> **Exercise brief**
Give the number of lines in the data that contain the word "instance"; no other text is needed.
[Provided data — start]
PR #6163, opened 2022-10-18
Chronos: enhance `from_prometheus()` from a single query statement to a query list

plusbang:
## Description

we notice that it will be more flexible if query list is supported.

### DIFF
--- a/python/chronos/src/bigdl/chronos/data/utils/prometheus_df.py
[Provided data — finish]
[Provided data — start]
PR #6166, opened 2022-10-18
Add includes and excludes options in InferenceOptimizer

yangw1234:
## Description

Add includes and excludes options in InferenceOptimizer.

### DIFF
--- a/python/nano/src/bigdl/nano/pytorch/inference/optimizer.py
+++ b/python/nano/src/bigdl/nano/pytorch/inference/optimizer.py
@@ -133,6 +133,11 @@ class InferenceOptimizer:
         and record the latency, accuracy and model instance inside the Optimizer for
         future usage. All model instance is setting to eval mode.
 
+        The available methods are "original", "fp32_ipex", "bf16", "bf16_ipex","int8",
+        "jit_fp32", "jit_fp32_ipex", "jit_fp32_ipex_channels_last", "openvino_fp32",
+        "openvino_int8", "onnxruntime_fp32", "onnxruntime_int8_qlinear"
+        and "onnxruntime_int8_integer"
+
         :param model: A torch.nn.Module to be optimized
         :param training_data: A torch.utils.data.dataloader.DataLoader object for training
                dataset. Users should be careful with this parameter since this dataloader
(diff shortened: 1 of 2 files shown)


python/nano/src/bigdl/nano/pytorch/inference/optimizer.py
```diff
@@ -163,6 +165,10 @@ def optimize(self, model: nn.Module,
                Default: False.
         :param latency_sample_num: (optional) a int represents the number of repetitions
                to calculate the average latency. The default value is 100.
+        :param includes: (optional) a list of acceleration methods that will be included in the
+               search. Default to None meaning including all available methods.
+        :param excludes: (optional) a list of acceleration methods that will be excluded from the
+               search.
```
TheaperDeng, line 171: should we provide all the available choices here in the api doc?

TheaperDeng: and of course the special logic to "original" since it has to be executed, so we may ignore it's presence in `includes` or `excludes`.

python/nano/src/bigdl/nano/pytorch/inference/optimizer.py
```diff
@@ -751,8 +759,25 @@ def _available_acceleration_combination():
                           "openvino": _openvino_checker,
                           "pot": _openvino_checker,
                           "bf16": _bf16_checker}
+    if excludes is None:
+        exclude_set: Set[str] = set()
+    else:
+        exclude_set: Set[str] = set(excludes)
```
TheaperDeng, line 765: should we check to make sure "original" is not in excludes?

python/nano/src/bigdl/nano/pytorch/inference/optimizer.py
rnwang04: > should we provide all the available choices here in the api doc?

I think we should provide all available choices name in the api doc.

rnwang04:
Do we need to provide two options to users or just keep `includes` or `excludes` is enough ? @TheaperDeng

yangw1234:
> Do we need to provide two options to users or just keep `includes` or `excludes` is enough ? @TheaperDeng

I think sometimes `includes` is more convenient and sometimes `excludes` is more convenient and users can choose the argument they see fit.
[Provided data — finish]
> **Solution**
2